## Excerpted data
* * *
PR #6788, opened 2023-12-26
luci-app-alist: add new package

1715173329:
Add LuCI interface for the AList package.

Ref: https://github.com/openwrt/packages/pull/22902

### DIFF
--- a/applications/luci-app-alist/Makefile
+++ b/applications/luci-app-alist/Makefile
@@ -1,0 +1,12 @@
+# SPDX-License-Identifier: Apache-2.0
+#
+# Copyright (C) 2023 ImmortalWrt.org
+
+include $(TOPDIR)/rules.mk
+
+LUCI_TITLE:=LuCI app for AList
+LUCI_DEPENDS:=+alist
+
+include ../../luci.mk
+
+# call BuildPackage - OpenWrt buildroot signature
--- a/applications/luci-app-alist/htdocs/luci-static/resources/view/alist/config.js
+++ b/applications/luci-app-alist/htdocs/luci-static/resources/view/alist/config.js
@@ -1,0 +1,144 @@
+// SPDX-License-Identifier: Apache-2.0
+
+'use strict';
+'require form';
+'require poll';
+'require rpc';
+'require uci';
+'require validation';
+'require view';
+
+var callServiceList = rpc.declare({
+	object: 'service',
+	method: 'list',
+	params: ['name'],
+	expect: { '': {} }
+});
+
+function getServiceStatus() {
+	return L.resolveDefault(callServiceList('alist'), {}).then(function (res) {
+		var isRunning = false;
+		try {
+			isRunning = res['alist']['instances']['instance1']['running'];
+		} catch (e) { }
+		return isRunning;
+	});
+}
+
+function renderStatus(isRunning, port) {
+	var spanTemp = '<span style="color:%s"><strong>%s %s</strong></span>';
+	var renderHTML;
+	if (isRunning) {
+		var button = String.format('&#160;<a class="btn cbi-button" href="http://%s:%s" target="_blank" rel="noreferrer noopener">%s</a>',
+			window.location.hostname, port, _('Open Web Interface'));
+		renderHTML = spanTemp.format('green', _('AList'), _('RUNNING')) + button;
+	} else {
+		renderHTML = spanTemp.format('red', _('AList'), _('NOT RUNNING'));
+	}
+
+	return renderHTML;
+}
+
+var stubValidator = {
+	factory: validation,
+	apply: function(type, value, args) {
+		if (value != null)
+			this.value = value;
+
+		return validation.types[type].apply(this, args);
+	},
+	assert: function(condition) {
+		return !!condition;
+	}
+};
+
+return view.extend({
+	load: function() {
+		return Promise.all([
+			uci.load('alist')
+		]);
+	},
+
+	render: function(data) {
+		var m, s, o;
+		var webport = uci.get(data[0], 'config', 'listen_http_port') || '5244';
+
+		m = new form.Map('alist', _('AList'),
+			_('A file list/WebDAV program that supports multiple storages, powered by Gin and Solidjs.') + '<br />' +
+			_('Default webUI/WebDAV login username is %s and password is %s.').format('<code>admin</code>', '<code>password</code>'));
+
+		s = m.section(form.TypedSection);
+		s.anonymous = true;
+		s.render = function () {
+			poll.add(function () {
+				return L.resolveDefault(getServiceStatus()).then(function (res) {
+					var view = document.getElementById('service_status');
+					view.innerHTML = renderStatus(res, webport);
+				});
+			});
+
+			return E('div', { class: 'cbi-section', id: 'status_bar' }, [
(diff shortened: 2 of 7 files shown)


applications/luci-app-alist/Makefile
```diff
@@ -0,0 +1,12 @@
+# SPDX-License-Identifier: Apache-2.0
+#
+# Copyright (C) 2023 ImmortalWrt.org
```
systemcrash, line 3: This might be problematic. I need a second opinion here. @hnyman @jow- @nbd168 @hauke

1715173329: I'm not sure what do you mean by "problematic".
Is it a license issue? This repo is also licensed under Apache-2.0.

applications/luci-app-alist/htdocs/luci-static/resources/view/alist/config.js
```diff
@@ -0,0 +1,151 @@
...
+
+		o = s.option(form.Value, 'site_max_connections', _('Max connections'),
+			_('The maximum number of concurrent connections at the same time (0 = unlimited).'));
+		o.datatype = 'uinteger';
+		o.default = '0';
+		o.rmempty = false;
+
+		o = s.option(form.Flag, 'site_tls_insecure', _('Allow insecure connection'),
+			_('Allow connection even if the remote TLS certificate is invalid (<strong>not recommended</strong>).'));
+		o.default = o.disabled;
```
stokito, line 126: `o.default = o.disabled;`

looks like the line should be removed

1715173329: probably.. but looks like it's still common to declear this explicitly

systemcrash: The init script you submitted does not have a default. So it would be best to remove the default here.

stokito: I mean you really take a value of the `o.disabled` which is always probably false or undefined.
The `default` for flag values is false

1715173329: > The init script you submitted does not have a default. So it would be best to remove the default here.

In my function `uci_json_add_boolean` it defaults to `false` ;)

> The `default` for flag values is false

Yes I see it so I said "it's still common to declear this explicitly". Anyway removed ;)

applications/luci-app-alist/htdocs/luci-static/resources/view/alist/config.js
```diff
@@ -0,0 +1,150 @@
...
+			uci.load('alist')
+		]);
+	},
+
+	render: function(data) {
+		var m, s, o;
+		var webport = uci.get(data[0], 'config', 'listen_http_port') || '5244';
+
+		m = new form.Map('alist', _('AList'),
+			_('A file list/WebDAV program that supports multiple storages, powered by Gin and Solidjs.<br />' +
```
systemcrash, line 67: please put any and all  html breaks outside of translatable string blocks and just concatenate them as simple strings.  This and the next line can be independent translatable strings.

applications/luci-app-alist/htdocs/luci-static/resources/view/alist/config.js
```diff
@@ -0,0 +1,150 @@
...
+				'Default login username is <code>admin</code> and password is <code>password</code>.'));
```
systemcrash, line 68: Put the blocks in code as %s variables via a format() function.

applications/luci-app-alist/htdocs/luci-static/resources/view/alist/config.js
```diff
@@ -0,0 +1,150 @@
...
+		}
+
+		s = m.section(form.NamedSection, 'config', 'alist');
+
+		o = s.option(form.Flag, 'enabled', _('Enable'));
+		o.default = o.disabled;
+		o.rmempty = false;
+
+		o = s.option(form.Value, 'listen_addr', _('Listen address'));
+		o.default = '0.0.0.0';
```
systemcrash, line 92: Change from default to placeholder, especially if the underlying init script handles defaults. Do the same for other defaults supplied below.

systemcrash (changes requested):

applications/luci-app-alist/htdocs/luci-static/resources/view/alist/config.js
1715173329: done

applications/luci-app-alist/htdocs/luci-static/resources/view/alist/config.js
1715173329: done

applications/luci-app-alist/htdocs/luci-static/resources/view/alist/config.js
1715173329: done

applications/luci-app-alist/htdocs/luci-static/resources/view/alist/config.js
```diff
@@ -0,0 +1,144 @@
...
+		]);
+	},
+
+	render: function(data) {
+		var m, s, o;
+		var webport = uci.get(data[0], 'config', 'listen_http_port') || '5244';
+
+		m = new form.Map('alist', _('AList'),
+			_('A file list/WebDAV program that supports multiple storages, powered by Gin and Solidjs.') + '<br />' +
+				_('Default login username is <code>%s</code> and password is <code>%s</code>.').format('admin', 'password'));
```
systemcrash, line 68: Change to:
```js
				_('Default login username is %s and password is %s.').format('<code>admin</code>', '<code>password</code>'));
```

Making it easier for translators.

systemcrash (changes requested):

systemcrash:
To what or where does the user login? A webdav service aggregator?

applications/luci-app-alist/htdocs/luci-static/resources/view/alist/config.js
1715173329: Okay will do it tomorrow.

systemcrash: OK, that's the last thing I can see. Then we can merge.

systemcrash:
> > To what or where does the user login? A webdav service aggregator?
> 
> AList has a webUI to manage users, storage providers etc., WebDAV also uses the same username/password.

I think it beneficial to provide more context to users that this is where they log in to: it's not immediately clear what the login is for, and being transparent here is helpful.

applications/luci-app-alist/htdocs/luci-static/resources/view/alist/config.js
1715173329: done

1715173329:
> I think it beneficial to provide more context to users that this is where they log in to: it's not immediately clear what the login is for, and being transparent here is helpful.

added

systemcrash (approved):

1715173329:
Thank you!

systemcrash:
Merged. Thanks for this interesting contribution. 

You're welcome to open another PR if there's anything that needs changing later.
* * *
## Work order
Using the data above, report how many lines include the string "more" and add nothing to the number.

## Exercise result
2